Dataset entries:

************

PR #1445, opened 2021-04-16
BIO instances for Either

VladPodilnyk:
TBH, I don't know if understand it correctly (pls, don't send me to exile if I did a stupid thing 🙈). Anyway, I couldn't imagine situation when somebody will require such instances.

UPD: Tests coming....

### DIFF
--- a/fundamentals/fundamentals-bio/src/main/scala/izumi/functional/bio/impl/BioEither.scala
+++ b/fundamentals/fundamentals-bio/src/main/scala/izumi/functional/bio/impl/BioEither.scala
@@ -7,25 +7,26 @@ import scala.util.Try
 object BioEither extends BioEither
 
 class BioEither extends Error2[Either] {
-  override def pure[A](a: A): Either[Nothing, A] = Right(a)
-  override def map[R, E, A, B](r: Either[E, A])(f: A => B): Either[E, B] = r.map(f)
+  @inline override def pure[A](a: A): Either[Nothing, A] = Right(a)
+  @inline override def map[R, E, A, B](r: Either[E, A])(f: A => B): Either[E, B] = r.map(f)
 
   /** execute two operations in order, map their results */
-  override def map2[R, E, A, B, C](firstOp: Either[E, A], secondOp: => Either[E, B])(f: (A, B) => C): Either[E, C] = {
+  @inline override def map2[R, E, A, B, C](firstOp: Either[E, A], secondOp: => Either[E, B])(f: (A, B) => C): Either[E, C] = {
     firstOp.flatMap(a => secondOp.map(b => f(a, b)))
   }
-  override def flatMap[R, E, A, B](r: Either[E, A])(f: A => Either[E, B]): Either[E, B] = r.flatMap(f)
+  @inline override def flatMap[R, E, A, B](r: Either[E, A])(f: A => Either[E, B]): Either[E, B] = r.flatMap(f)
 
-  override def catchAll[R, E, A, E2](r: Either[E, A])(f: E => Either[E2, A]): Either[E2, A] = r.left.flatMap(f)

************

● EXERCISE AIM:
The lines from the start of the entries above through the line containing "class BioEither extends" are the ones to return, please; copy them exactly and include both ends.

● EXERCISE OUTPUT:
PR #1445, opened 2021-04-16
BIO instances for Either

VladPodilnyk:
TBH, I don't know if understand it correctly (pls, don't send me to exile if I did a stupid thing 🙈). Anyway, I couldn't imagine situation when somebody will require such instances.

UPD: Tests coming....

### DIFF
--- a/fundamentals/fundamentals-bio/src/main/scala/izumi/functional/bio/impl/BioEither.scala
+++ b/fundamentals/fundamentals-bio/src/main/scala/izumi/functional/bio/impl/BioEither.scala
@@ -7,25 +7,26 @@ import scala.util.Try
 object BioEither extends BioEither
 
 class BioEither extends Error2[Either] {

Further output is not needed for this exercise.